Declan O’Driscoll on the Booker International Prize-winning novel by Geetanjali Shree, translated by Daisy Rockwell

Tomb Of Sand
Author: Geetanjali Shree, translated by Daisy Rockwell
ISBN-13: 978-1911284611
Publisher: Tilted Axis
Guideline Price: £12

“Sometimes when we read literature as literature, we realise that stories and tales and lore don’t always seek to blend themselves with the world. Sometimes they march to their own blend,” says one of the narrators in Tomb of Sand, as if to describe the narrative choices made by Geetanjali Shree in a novel which recognises no limits to the references, allusions and diversions that can be deployed to elaborate on any given subject.

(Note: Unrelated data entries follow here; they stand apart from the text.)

PR #2123, opened 2026-04-29
fix: suppress duplicate text when send_message fires

andrebrov:
## Summary
When an agent calls `send_message` or `send_file`, the SDK's closing turn-result text is *also* delivered to the channel — the user sees their reply twice.

## Fix
Track a per-turn `turn_send_invoked` flag in `session_state` (outbound.db):
- `setTurnSendInvoked()` is called inside `sendMessage` and `sendFile` MCP handlers (`container/agent-runner/src/mcp-tools/core.ts`).
- At result time, `runPollLoop` checks `getTurnSendInvoked()`. If set, the closing text is logged-but-not-dispatched (`container/agent-runner/src/poll-loop.ts`).
- The flag is cleared at the start of each new turn.

`add_reaction` deliberately does NOT set the flag — reaction + closing summary is a valid reply path.

## Files
- `container/agent-runner/src/db/session-state.ts` — new `TURN_SEND_INVOKED_KEY` + 3 getter/setter/clear functions.
- `container/agent-runner/src/mcp-tools/core.ts` — call `setTurnSendInvoked()` from `sendMessage` + `sendFile`.
- `container/agent-runner/src/poll-loop.ts` — `clearTurnSendInvoked()` at turn start; gate `dispatchResultText` on `!getTurnSendInvoked()`.

## Test plan
- [x] `pnpm exec tsc -p container/agent-runner/tsconfig.json --noEmit` clean
- [x] `cd container/agent-runner && bun test` — 59/59 pass
- [ ] Manual: agent calls `send_message` → result text is suppressed, only one message lands in chat
- [ ] Manual: agent only calls `add_reaction` → result text still delivered (reaction + summary path preserved)

### DIFF
--- a/container/agent-runner/src/db/session-state.ts
+++ b/container/agent-runner/src/db/session-state.ts
@@ -77,3 +77,24 @@ export function setContinuation(providerName: string, id: string): void {
 export function clearContinuation(providerName: string): void {
   deleteValue(continuationKey(providerName));
 }
+
+const TURN_SEND_INVOKED_KEY = 'turn_send_invoked';
+
+/**
+ * Mark that a user-facing send tool (send_message, send_file) fired during
+ * the current turn. The poll-loop reads this at result time to suppress the
+ * SDK's closing text echo — otherwise the user sees two messages.
+ * Cleared by the poll-loop at the start of each new turn.
+ * NOT set by add_reaction: reaction + closing summary is a valid reply path.
+ */
+export function setTurnSendInvoked(): void {
+  setValue(TURN_SEND_INVOKED_KEY, '1');
+}
+
+export function getTurnSendInvoked(): boolean {
+  return getValue(TURN_SEND_INVOKED_KEY) === '1';
+}
+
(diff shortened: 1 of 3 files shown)


cfis:
I'm running into the same issue - would be great to see this or similar merged!

cfis:
The flag is only cleared at the start of `processQuery` but never reset after each `result` event. When a query stream stays open for follow-up messages (the concurrent polling path in `processQuery`), the flag set during turn N is still live for turn N+1 — so a follow-up chat message from the user also gets suppressed.

Fix: call `clearTurnSendInvoked()` immediately after handling each `result` event, so successive turns within the same open stream start clean:

```typescript
} else if (event.type === 'result') {
    markCompleted(initialBatchIds);
    if (event.text) {
        if (getTurnSendInvoked()) {
            log(`Suppressing result text...`);
        } else {
            dispatchResultText(event.text, routing);
        }
    }
    clearTurnSendInvoked(); // reset for next turn in this stream
}
```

This is of great benefit to a novel which is much concerned with the notion of boundaries and borders, whether it be the simple crossing of a domestic threshold, the instability of gender or the fervent wish of the central character that national borders be meeting places rather than areas of divisive demarcation. That central character is Amma/Ma, 80 years old and recently widowed when we first meet her in a depressed, uncommunicative state. In time she is persuaded to live with her daughter Beti — a woman who has determinedly pursued an independent life — beginning a period of great change for both women as well as a reversal of their former roles, with Beti frequently having to act like a parent.

When Amma is befriended by a person who is sometimes Rosie and sometimes Raza, she discovers both a future and a past, each equally filled with both adventure and anguish. Around these events swirl a multitude of observations, intrigue and wildly imaginative happenings that often become more significant than plot details.

The immensely inventive quality of the novel reaches an extravagantly bizarre point when Amma’s son is asleep in a tree filled with crows discussing the saris which he is dreaming about. That such a scene is quite plausible within the context of the novel tells a lot about the unorthodox reach of Shree’s writing, which is aided greatly by an exuberant translation from the original Hindi, by Daisy Rockwell who takes every opportunity she is given to introduce witty, unconventional word combinations.


In a year when the judges of the International Booker prize chose, by common consensus, a very strong long and shortlist, the 2022 winner needed to be a book of exceptional quality. In choosing Tomb of Sand, they awarded the prize to just such a book.